# Safety warning stickers on visors



## Russ2005 (Nov 24, 2005)

Hi, 

This is probably a silly posting, however, I'll do it at the risk of ridicule. I've never been accused as being the egg in the dozen. 

Anyway, for whatever reason, I have believed these warnings on the visors were silk screened on and were not removable. I've always thought they were pretty dumb and annoying. 

If you take a hair dryer to them and peel off while heating as you go, they come right off with no residue at all. It only took me 10 months of ownership to figure this one out. It provides a cleaners more professional inside look. 

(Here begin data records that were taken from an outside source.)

PR #4736, opened 2020-03-17
Build python module with rpath on linux

Infinoid:
Add an rpath to the python module, to make libHalide.so easier to find.

The python test cases run much better with this on my ubuntu 18.04 machine.

### DIFF
--- a/python_bindings/Makefile
+++ b/python_bindings/Makefile
@@ -48,6 +48,9 @@ CCFLAGS := $(filter-out -Wstrict-prototypes,$(CCFLAGS))
 # DON'T link libpython* - leave those symbols to lazily resolve at load time
 # Cf. https://github.com/pybind/pybind11/blob/master/docs/compiling.rst#building-manually
 LDFLAGS += -lz $(USE_EXPORT_DYNAMIC)
+ifeq ($(UNAME), Linux)
+  LDFLAGS += -Wl,-rpath=$(dir $(LIBHALIDE))
+endif
 
 PY_SRCS=$(shell ls $(ROOT_DIR)/src/*.cpp)
 PY_OBJS=$(PY_SRCS:$(ROOT_DIR)/src/%.cpp=$(BIN)/src/%.o)


steven-johnson:
Can you expand a bit on what "runs much better" means?

Infinoid:
Sure.

The general problem I see is that libHalide.so is not in the dynamic linker's path by default.  Without the rpath and without setting LD_LIBRARY_PATH specially, any attempt to run a generator executable, or to import the halide module in python, results in an error message.

Generator failure looks like:
```
/home/infinoid/workspace/pappa/apps/halide/python_bindings/bin/runtime.gen -r runtime -o /home/infinoid/workspace/pappa/apps/halide/python_bindings/bin target=host
/home/infinoid/workspace/pappa/apps/halide/python_bindings/bin/runtime.gen: error while loading shared libraries: libHalide.so: cannot open shared object file: No such file or directory
```

Python module failure looks like:
```
  File "/home/infinoid/workspace/pappa/apps/halide/python_bindings/correctness/atomics.py", line 1, in <module>
    import halide as hl
ImportError: libHalide.so: cannot open shared object file: No such file or directory
```

With the patch, `make test` runs successfully as long as HALIDE_PATH points at a valid halide build.

I would be curious whether this works on Mac or other platforms.

steven-johnson:
Ah, so by "better" you mean "doesn't fail" :-)

We run the python tests on Linux for every presubmit, so clearly it's not failing *everywhere*. (They also run just fine on my local Linux box without and special values for LD_LIBRARY_PATH).

I'm not opposed to this change, but would like for us to get more clarity about why things seem to be working for us and not for you.

Infinoid:
Agreed, sounds good to me.

What does "ldd" say about your python module after you build it?

Here's mine (without the patch):
```
halide/python_bindings$ ldd bin/halide.cpython-36m-x86_64-linux-gnu.so 
	linux-vdso.so.1 (0x00007ffdf65cf000)
	libHalide.so => not found
	libstdc++.so.6 => /usr/lib/x86_64-linux-gnu/libstdc++.so.6 (0x00007f53ae450000)
	libgcc_s.so.1 => /lib/x86_64-linux-gnu/libgcc_s.so.1 (0x00007f53ae238000)
	libc.so.6 => /lib/x86_64-linux-gnu/libc.so.6 (0x00007f53ade47000)
	libm.so.6 => /lib/x86_64-linux-gnu/libm.so.6 (0x00007f53adaa9000)
	/lib64/ld-linux-x86-64.so.2 (0x00007f53aecf1000)
```

steven-johnson:
at current top-of-tree:

```
$ ldd bin/halide.cpython-37m-x86_64-linux-gnu.so
	linux-vdso.so.1 (0x00007ffdd7387000)
	/usr/local/google/home/srj/GitHub/Halide/python_bindings/../distrib/bin/libHalide.so (0x00007f9748ad3000)
	libstdc++.so.6 => /lib/x86_64-linux-gnu/libstdc++.so.6 (0x00007f97488d0000)
	libgcc_s.so.1 => /lib/x86_64-linux-gnu/libgcc_s.so.1 (0x00007f97488b6000)
	libc.so.6 => /lib/x86_64-linux-gnu/libc.so.6 (0x00007f97486f6000)
	libz.so.1 => /lib/x86_64-linux-gnu/libz.so.1 (0x00007f97486d9000)
	libdl.so.2 => /lib/x86_64-linux-gnu/libdl.so.2 (0x00007f97486d2000)
	libpthread.so.0 => /lib/x86_64-linux-gnu/libpthread.so.0 (0x00007f97486b1000)
	libm.so.6 => /lib/x86_64-linux-gnu/libm.so.6 (0x00007f974856c000)
	/lib64/ld-linux-x86-64.so.2 (0x00007f974eee5000)
```

Infinoid:
Details from discussion in gitter channel, for posterity:

steven-johnson builds halide by running "make" directly in the source folder.  I built it in a separate build folder with cmake.  The resulting `libHalide.so` files are subtly different.  The cmake one has a SONAME in the `objdump -x` output, the make one does not.  The SONAME field causes later links to just include the name of the library, not the full path, causing the issues I mentioned above.

steven-johnson:
I am fine with this change. Adding @alexreinking to comment on any CMake implications.

Infinoid:
Yeah, I don't know what the right solution is.

If libHalide.so is installed system-wide, then SONAME is a good idea, and rpath is not needed.  If libHalide.so lives in a build folder under $HOME somewhere, and it has a SONAME, then rpath or $LD_LIBRARY_PATH is needed.

alexreinking:
I'm pretty sure CMake sets up RPath during the build for this sort of thing already. Shouldn't affect me in any way.

steven-johnson:
I suspect this will be good to go once https://github.com/halide/Halide/pull/4741 finishes; you probably want to sync to current master to clean up the red x's.

Issue #4708, opened 2020-03-13
Target(string) ctor invokes JIT if the string contains "cuda"


steven-johnson:
If you execute a generator binary with `target=anything-cuda`, this happens to call `Target(string)`, which calls `merge_string`, which calls `get_host_cuda_capability()` if the string contains `cuda`... which ends up calling `get_device_interface_for_device_api()`, which ends up calling `JITSharedRuntime::get`, which basically initializes all of the JIT's shared runtime code.

This is a nontrivial and unexpected cost for simply constructing a `Target` from a string. Surely we can circumvent this?

abadams:
We need some way to sniff the host cuda capability to avoid using lowest-common-denominator features. Initializing the runtime is simplest, because that's where the code capable of loading libcuda is, and it's very likely to if you're saying host-cuda, you're about to compile cuda code for the host anyway. We could try to sniff the capability some other way, but it will at least involve loading a shared library, possibly redundantly.

When we didn't do this it was akin to always using the target x86-64 no matter what vector instruction set exists on the host target. Sniffing the CPU feature set is much simpler than sniffing the host cuda feature set, unfortunately.

steven-johnson:
I get all of that, but I think that invoking the JIT by way of a Target() ctor is extremely suprising -- Target is meant to be a pretty lightweight class, this is not a side effect I'd expect. Perhaps a more explicit API to request this behavior would be appropriate.

(BTW: I only even noticed this because certain arm32-under-qemu generators are crashing somewhere inside this point... but the arm32 jit (in general) seems to work fine under qemu, so something else here is odd.)

abadams:
Yeah, I had trouble thinking of any other way to do it. We resolve "host" eagerly in the target constructor, and that requires some sniffing.

We could defer that somehow. We could make the sniffing cheaper.

Honestly it's weird that we JIT-compile the host runtimes at all. They could be statically compiled and linked into libHalide and things would be faster. Would clean up a bunch of symbol resolution nonsense when jitting. It's just annoying to set up the build for that.

steven-johnson:
The eager host resolution is pretty cheap though - lazily sniff in `calculate_host_target()` and cache it, and the sniffing itself is arguably not much more expensive than the string ops we do elsewhere.

Agreed re: jit-compiling the host runtimes. Is it really hard to set up the build for that? (Out of curiosity, was it attempted long ago and abandoned?)

abadams:
[...]

PR #4739, opened 2020-03-17
Add a way to disable host-cuda-capability sniffing

steven-johnson:
This is a workaround for Issue #4708, for the cases in which it causes outright problems rather than merely a performance hit (e.g. detecting CUDA while running under QEMU user-mode detection is crashy).

### DIFF
--- a/src/Target.cpp
+++ b/src/Target.cpp
@@ -472,7 +472,8 @@ bool merge_string(Target &t, const std::string &target) {
         !t.has_feature(Target::CUDACapability32) &&
         !t.has_feature(Target::CUDACapability35) &&
         !t.has_feature(Target::CUDACapability50) &&
-        !t.has_feature(Target::CUDACapability61)) {
+        !t.has_feature(Target::CUDACapability61) &&
+        Internal::get_env_variable("HL_DISABLE_DETECT_HOST_CUDA_CAPABILITY") != "1") {
         // Detect host cuda capability
         t.set_feature(get_host_cuda_capability(t));
     }


steven-johnson:
(Failed builds are due to buildbot restart; I think this is OK to land with the test coverage already completed. PTAL.)

abadams:
What makes it crashy - using the JIT inside an emulator?

steven-johnson:
> What makes it crashy - using the JIT inside an emulator?

I haven't been able to nail down a specific reason, but it's not the JIT.

In this mode, it emulates the user-supplied (eg) arm code, but captures all syscalls and forwards them to the host kernel. This isn't perfect, of course: e.g., if you read from `/proc/cpuinfo` you'd see the host info, not the emulated-cpu info. It also (presumably) means that if you have arm code (eg our runtime) that attempts to load a shared library or driver that is only present for the host, you're gonna end up trying to call x86-64 code from emulated-arm code, and I'm skeptical that QEMU handles that well.

This could possibly be made to work by installing a full root of arm-native stuff and point QEMU at that (instead of letting it use the host stuff), but it would be fiddly to get right, and I'm pretty sure that testing CUDA under QEMU on a VM that has ~no useful GPU hardware is probably not important.

abadams:
So there's no reasonable OS sniffing we could do then. Rewriting host-cuda sniffing to load libcuda.so directly would also not work, because it wouldn't be able to call the code it finds. Using "host" works because we don't even try to do host feature sniffing on arm (and if we did, it would probably be inline assembly in Target.cpp). 

Why are we even constructing a host-cuda target inside qemu?

steven-johnson:
> Why are we even constructing a host-cuda target inside qemu?

An excellent question! The reason is that (as of now) our Make and CMake build systems take an all-or-nothing approach to crosscompiling; there isn't a way to distinguish that some things (eg Generators, libHalide when used in AOT mode) should always be build for the 'host' system for testing, while other things (all JIT-based tests, libHalide when used by JIT tests) must be compiled for the 'target' system. As a result, *everything* is build for the target system, and even the AOT parts (like Generators) are run via emulation.

Making this distinction is doable, of course (our Blaze rules already make this distinction), but a nontrivial amount of work. Running everything under QEMU initially is (by far) the fastest and simplest way to get crosscompilation up and running.

abadams:
Ok, I *think* that makes sense, but it still doesn't tell me why we're trying to run a cuda test in this setup.

steven-johnson:
> why we're trying to run a cuda test in this setup.

We're not. (That's why this is so amusing.)

There are a handful of AOT tests that AOT-generate Cuda code (eg `generator_aot_cxx_mangling`). Since they specify `target=host-cuda` to the Generator, the *Generator* ends up trying to load Cuda (via the JIT, via the Target-from-string ctor) at AOT compilation time.

(Even more ironically, `generator_aot_cxx_mangling` never even attempts to call the Cuda aot code. It just wants to check for link errors.)

abadams:
But I don't see anywhere that sets host-cuda in aot_cxx_mangling, so we must be setting HL_TARGET=host-cuda somewhere outside the build system?

abadams:
Regardless of where it's set, you can explicitly tell it to use a fixed cuda version instead of sniffing by just setting one of the cuda_capability features. E.g. host-cuda-cuda_capability_30 is unambiguous and should skip any sniffing code for the GPU.

steven-johnson:
> But I don't see anywhere that sets host-cuda

Makefile:1418

> you can explicitly tell it to use a fixed cuda version instead of sniffing

D'oh. Yeah. Let me give that a try first.

abadams:
Ah! I was grepping for host-cuda. Yeah let's just make that test use an unambiguous target.

steven-johnson:
Using an unambiguous target is a simper workaround.

PR #4742, opened 2020-03-17
python_bindings should generate directly to static_library, not c_source

steven-johnson:


steven-johnson:
Failures are unrelated performance flakes

PR #4743, opened 2020-03-17
Fix python binding build and test issues on Windows

seanprime7:
This PR fixes python bindings build and test issues on Windows.


seanprime7:
cc @alexreinking @steven-johnson

PR #4758, opened 2020-03-19
Add helper functions for a Tuple-like select construction over a channel dimension

BachiLi:
From a Gitter discussion, quoting @jrk 

> Wanting to use an extra channel vs. a Tuple is so common and similar, a few related thoughts > spring to mind:
> -- Could we have initializer-list-like syntax to make a channel select almost the same way as that Tuple? So like pixels(x,y,c) = select{c, x, y, depth(x,y), 1.f}` would work? Or maybe it could be made even closer to just writing the tuple version?
> -- Can we allow translation or desugaring between tuple-valued Funcs and Funcs with a channel dimension entirely after the fact, assuming types are consistent? Can we unify them more completely?

This PR added a helper function called "select_by_id" that implements the first proposal. Ideas for names and other related helper functions are very welcome.


abadams:
Naming things is hard. What if you could index a tuple using an Expr? Examples:
```
f(x, y, c) = Tuple{x, y, z}[c]

f(x, y) = {a, b};
g(x, y, c) = f(x, y)[c];
```

Could be useful instead of or in addition to select_by_id

Other name ideas: select_by_index, index, pack_channels, channel_select, mux, switch_expr, switch_

src/IROperator.h
```diff
@@ -797,6 +797,33 @@ inline Tuple tuple_select(const Expr &c0, const Tuple &v0, const Expr &c1, const
...
+ *                               25); // Blue
+ * This is tedious when the list is long. The following functions
+ * provide convinent syntax that allow one to write:
+ * img(x, y, c) = select_by_id(c, 100, 50, 25);
+ * or
+ * img(x, y, c) = select_by_id(c, {100, 50, 25});
+ */
+// @{
+inline Expr select_by_id(const Expr &id, const std::vector<Expr> &values) {
+    user_assert(values.size() > 0) << "select_by_id only accepts values with size > 0.\n";
```
steven-johnson: should be `size >= 2`

src/IROperator.h
```diff
@@ -797,6 +797,33 @@ inline Tuple tuple_select(const Expr &c0, const Tuple &v0, const Expr &c1, const
...
+    Expr result = values.back();
+    for (int i = (int)values.size() - 2; i >= 0; i--) {
+        result = select(id == i, values[i], result);
+    }
+    return result;
+}
+template<typename... Args,
+         typename std::enable_if<Halide::Internal::all_are_convertible<Expr, Args...>::value>::type * = nullptr>
+inline Expr select_by_id(const Expr &id, Args &&... values) {
```
steven-johnson: IMHO, we should move away from this pattern, in favor of just a vector. For one, that's mostly what the Python API does (no varargs, only lists); for another, in C++11 etc adding the extra {brace} wrapping is trivial, and the runtime overhead of a temporary vector construction is unlikely to be meaningful.

steven-johnson:
syntax is reasonable, but `select_by_id` isn't the best (it's definitely not an "id"). `select_by_index` perhaps.

Indexing a Tuple is tempting in terms of terseness, but IMHO makes for some really nonobvious-to-read code possibilities; I'd much prefer we err on the side of readability here.

src/IROperator.h
BachiLi: Fixed.

src/IROperator.h
BachiLi: Removed.

BachiLi:
Thanks! I went with Steven's suggestion (name it `select_by_index` and didn't add the fancy Tuple indexing). PTAL

abadams:
if you git grep for "select(c == 0" you'l find a bunch of places where this could be applied immediately. I think it be worthwhile to do so so that people don't get lead astray by bad examples.

BachiLi:
> if you git grep for "select(c == 0" you'l find a bunch of places where this could be applied immediately. I think it be worthwhile to do so so that people don't get lead astray by bad examples.

Nice suggestion. Just pushed the changes.

dsharletg:
+1 for the name `mux`, this is the name we already use for similar helper functions we have in our codebase. `select_by_index` is OK too but IMO a bit verbose for such a basic built-in function.

src/IROperator.h
```diff
@@ -797,6 +797,26 @@ inline Tuple tuple_select(const Expr &c0, const Tuple &v0, const Expr &c1, const
...
+ * img(x, y, c) = select(c == 0, 100, // Red
+ *                       c == 1, 50,  // Green
+ *                               25); // Blue
+ * This is tedious when the list is long. The following function
+ * provide convinent syntax that allow one to write:
+ * img(x, y, c) = select_by_index(c, {100, 50, 25});
+ */
+// @{
+inline Expr select_by_index(const Expr &id, const std::vector<Expr> &values) {
+    user_assert(values.size() >= 2) << "select_by_index only accepts values with size >= 2.\n";
```
dsharletg: It might be good to catch type mismatchs among the values early here, so the error is from `select_by_index`, rather than from the internal `select`.

BachiLi: Done. Thanks!

BachiLi:
I agree with Dilon that shorter names are better so I went for "mux". I'll merge this tomorrow if the tests are passing.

I hopes this helps someone else who had not thought about removing them in the past.


----------



## noz34me (Dec 15, 2005)

Have no idea how to get them off, but if you want to thank someone or some organization, thank the U.S. legal system.

The same system that awards massive amounts of money to dumbasses that spill hot coffee on themselves has forced every single product sold in this country to "dumb down" warning to a moronic level in order to protect themselves from lawsuits.

My favorite product warning is the one on plastic bags that warns not to put it over your head because it will cause suffocation. I even saw one this past week that looked like Mr. Bill with his head in a bag.


----------



## Mean Goat (Aug 18, 2005)

*Sunshade Warning*

How about the one that says, "Never operate with sunshade in windshield."?

Anyone stupid enough to try that probably couldn't read the warning label anyway...


----------



## PC4STOP (Sep 3, 2006)

Russ2005 said:


> Hi,
> 
> This is probably a silly posting, however, I'll do it at the risk of ridicule. I've never been accused as being the egg in the dozen.
> 
> ...


I was just trying to peel up a corner the first day I had the car and decided they must be silk screened on. I will tryh the hair dryer method and see if it works.


----------



## Whitey078 (Sep 13, 2006)

some J/A in the stealership put a green circle in the middle of my warning stickers. Unfortunately i can't get the stupid little grren things off without ripping up the warnings (the warnings are bad enough, but when they are all ripped up it's worse). This post came just in time, when i get home on the weekend i'm definately going to try this, if it doesn't work i can always get more green things to tear it off http://www.gtoforum.com/images/smilies/smile.gif


----------